By Aditya Raghunath
Investing.com -- India’s largest two-wheeler company Hero MotoCorp Ltd (NS:HROM) has seen its shares fall over 18% in 2021. The second pandemic wave and rising input costs have caused numbers for the company to fall.
An ICICI Direct research report said, “July 2021 auto wholesale dispatches were broadly healthy across OEMs and segments, continuing the trend of a QoQ improvement post state-specific unlocking in the previous month.”
Despite this, bellwether Hero Motocorp underperformed, with total volumes down 3.1% to 4.54 lakh units amid 3.9% motorcycle decline and 9.6% scooter growth.
Meanwhile, Bajaj Auto Ltd (NS:BAJA) posted 6.4% overall growth to 3.31 lakh units, comprised of flat domestic sales and 12.5% rise in exports. Eicher Motors Ltd. (NS:EICH)’ Royal Enfield volumes inched up by 2.3% to 44,038 units, with >350 cc sales growing by 12%, said the report.

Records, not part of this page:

PR #64, opened 2017-09-21
Chore: resolve lint errors

BYK:
**Summary**

Ran `yarn lint-fix` and got these updates. Also fixed 5 ESLint warnings.
Need these in place for builds to pass.

**Test plan**

Run `yarn lint` and expect it to pass without errors.

### DIFF
--- a/packages/metro-bundler/src/Resolver/__tests__/Resolver-test.js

A report by Axis Securities said, “The auto industry is showcasing a strong comeback riding on stabilization of macro-economic factors and improving consumer sentiments. There has been a sharp increase in inquires, bookings and retail sales.”
It added that the demand momentum for 2-wheelers remains weak, attributable to the lower end of the income group being more impacted due to the second Covid-19 wave, rising fuel costs, and price hikes by OEMs which has led to elevated levels of channel inventory.
But Axis Securities says that market sentiments are improving with the Covid-19 infection rate staying low, and that it prefers Hero Motocorp in the 2-wheeler space.